Parapineal ablation eliminates laterotopic habenular efferent connectivity. (a-c) Dorsal views of the pineal complex at 3 dpf, visualized in Tg(flh:eGFP); Tg(foxD3:GFP) transgenic larvae, following laser ablation of parapineal precursor cells at 24–28 hpf. (a) Unablated control larva. (b) Failed ablation control larva, in which the parapineal has not been eliminated. (c) Parapineal-ablated larva, which lacks all parapineal cells. For clarity, pineal cells are pseudocolored blue and parapineal cells pseudocolored green. (a'-c') Three-dimensional reconstructions of habenular axon terminals in the IPN following lipophilic dye labeling of L (red) and R (green) habenular neurons. (a", b", c") Single-depth confocal images through the dorsal part of the IPN. (a"', b"', c"') Single-depth confocal images through the ventral part of the IPN. Following parapineal ablation there is an almost complete loss of L habenular innervation of the dIPN (c"). However, two small tufts of neuropil, containing both L- and R-sided axons, are consistently observed in the rostral dIPN (arrows in (c")). In parapineal-ablated larvae there is an increase in the density of L-sided axon terminals in the vIPN (compare (c"') to (a"') and (b"')). All panels show dorsal views, anterior top.

Figure 6

Left and right-sided habenular axons retain distinct morphologies in parapineal-ablated larvae. (a-f) Images from brains of 4 dpf Tg(flh:eGFP); Tg(foxD3:GFP) transgenic larvae in which parapineal ablation was performed at 24–28 hpf and single neurons in the L or R habenula were labeled by focal electroporation at 3 dpf. (a, d) Confocal z-projections of the dorsal diencepahlon confirming successful ablation of the parapineal (indicated by dotted circles) and labeling of single L (a) or R (d) habenular (Hb) projection neurons. 'P' indicates pineal. (b, c) Dorsal (b) and lateral (c) views of flattened axonal arbors elaborated by single L-sided neurons in the vIPN after parapineal ablation. Axon branches frequently extend towards the center of the vIPN in these arbors. Some L-sided axons extend collateral branches into the anterior dIPN that terminate with a unique tuft morphology (tuft in (c)).
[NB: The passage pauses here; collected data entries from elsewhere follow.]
PR #2392, opened 2021-08-13
[14.0][FIX] l10n_it_fatturapa_out: (multicompany) choose the right company

TheMule71:
Fix for: #2391 

We need to use company_id from the invoice.moves and not from the wizard environment. In 14.0 there can be multiple companies selected at the same time.

--


francescapenso:
testata e funzionante

PR #2436, opened 2021-09-24
[FIX] l10n_it_fiscal_document_type: license must be AGPL since it depends on AGPL modules

dreispt:
image


simahawk (commented):
@alessandrocamilli @eLBati can you check if it is ok for you and if this affects other modules?

eLBati:
@simahawk it should be OK. Ref https://github.com/OCA/l10n-italy/pull/2360#issuecomment-885468210

eLBati (approved):
@dreispt thanks!

scigghia (approved):

PR #2624, opened 2022-01-31
[REF] l10n_it_withholding_tax: Bump version

SimoRubi:
Currently in OCA wheelhouse modules for `l10n_it_withholding_tax` there is this situation:
image
(from https://wheelhouse.odoo-community.org/oca-simple/odoo14-addon-l10n-it-withholding-tax/)

The problem is that the most advanced version is [14.0.1.1.2.dev1](https://wheelhouse.odoo-community.org/oca-simple/odoo14-addon-l10n-it-withholding-tax/odoo14_addon_l10n_it_withholding_tax-14.0.1.1.2.dev1-py3-none-any.whl) but it is not the newest: it has been generated in November and does not include the latest merged changes for the module (https://github.com/OCA/l10n-italy/pull/2617).
These changes are instead contained in [14.0.1.1.2](https://wheelhouse.odoo-community.org/oca-simple/odoo14-addon-l10n-it-withholding-tax/odoo14_addon_l10n_it_withholding_tax-14.0.1.1.2-py3-none-any.whl).

As a solution, in this PR I am simply bumping the module version, but before marking as "Ready for merge" it might be worth to investigate the issue further, @sbidoul could you please have a look?

### DIFF
--- a/l10n_it_withholding_tax/__manifest__.py
+++ b/l10n_it_withholding_tax/__manifest__.py
@@ -5,7 +5,7 @@
 
 {
     "name": "ITA - Ritenute d'acconto",
-    "version": "14.0.1.1.2",
+    "version": "14.0.1.1.3",
     "category": "Account",
     "author": "Openforce, Odoo Italia Network, " "Odoo Community Association (OCA)",
     "website": "https://github.com/OCA/l10n-italy",


sbidoul:
@SimoRubi 

```
>>> from packaging.version import Version
>>> Version("14.0.1.1.2.dev1") < Version("14.0.1.1.2")
True
>>> 
```

So 14.0.1.1.2 is the latest one, that sounds correct to me.

SimoRubi:
> @SimoRubi
> 
> ```
> >>> from packaging.version import Version
> >>> Version("14.0.1.1.2.dev1") < Version("14.0.1.1.2")
> True
> >>> 
> ```
> 
> So 14.0.1.1.2 is the latest one, that sounds correct to me.

I always assumed `1.0.dev1` was `1.0` + some development, instead looking in https://www.python.org/dev/peps/pep-0440 it actually means something like **One development toward `1.0`** so it precedes `1.0`.
The ordering in https://wheelhouse.odoo-community.org/oca-simple/odoo14-addon-l10n-it-withholding-tax/ is also misleading and now I assume it is simply alphabetical.

Thanks for the clarification and sorry for the silly question :)

sbidoul:
Yes the ordering on wheelhouse.acsone.eu is alphabetical and misleading.
On PyPI it is clearer: https://pypi.org/project/odoo14-addon-l10n-it-withholding-tax/#history

PR #2753, opened 2022-04-08
[FIX] l10n_it_reverse_charge: disable one test (for now)

TheMule71:
https://github.com/OCA/OCB/commit/674eaa3bc10210d34a02145529516da1fa1c1b66
apparently broke odoo.addons.account.tests.common.AccountTestInvoicingCommon
method init_invoice() when called with two opposed values as amounts
(throws odoo.exceptions.UserError: Cannot create unbalanced journal
entry)

One test (test_intra_EU_zero_total) disabled. If/when init_invoice() is
fixed, it will trigger a failure, or the test will be rewritten to adapt
to the new behaviour, whichever comes first.

### DIFF
--- a/l10n_it_fatturapa_out/i18n/am.po
+++ b/l10n_it_fatturapa_out/i18n/am.po
@@ -302,6 +302,11 @@ msgid "Followers (Partners)"
 msgstr ""
 
 #. module: l10n_it_fatturapa_out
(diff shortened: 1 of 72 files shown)


eLBati (approved):

eLBati:
PS: aggiungendo un link alla issue su odoo

SirTakobi:
Issue di riferimento: https://github.com/odoo/odoo/issues/88858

The oculomotor nucleus (III), which lies just anterior to the IPN, expresses GFP in these transgenic larvae and allows the DV position of the arbors to be determined. (e, f) Dorsal (e) and lateral (f) views of arbors formed by single R-sided neurons after parapineal ablation. These arbors appear as a more exaggerated form of the R-typical morphology. Axon branches are strongly localized to the perimeter of the arbor and extend over a very limited DV depth. Arrows indicate the direction of projection of habenular axons. Scale bar in (a): 20 μm. (g) Radial distribution of axon density for six Ab-L and five Ab-R arbors. Distribution profiles for L-typical (L-typ) and R-typical (R-typ) arbors are shown in grey. (h) Both Ab-L and Ab-R arbors extend over a limited DV depth, similar to R-typical arbors; however, Ab-R arbors are significantly flatter than Ab-L arbors. (i) Ab-L arbors have a reduced number of branch points compared to L-typical arbors. (j) The width/length ratio of Ab-L and Ab-R arbors are similar to those of R-typical arbors. In (g-j) the L-typical and R-typical data, shown in grey, are the same as presented in Figure 3. Horizontal lines indicate mean values and error bars show standard error of the mean. **p < 0.01; ***p < 0.001.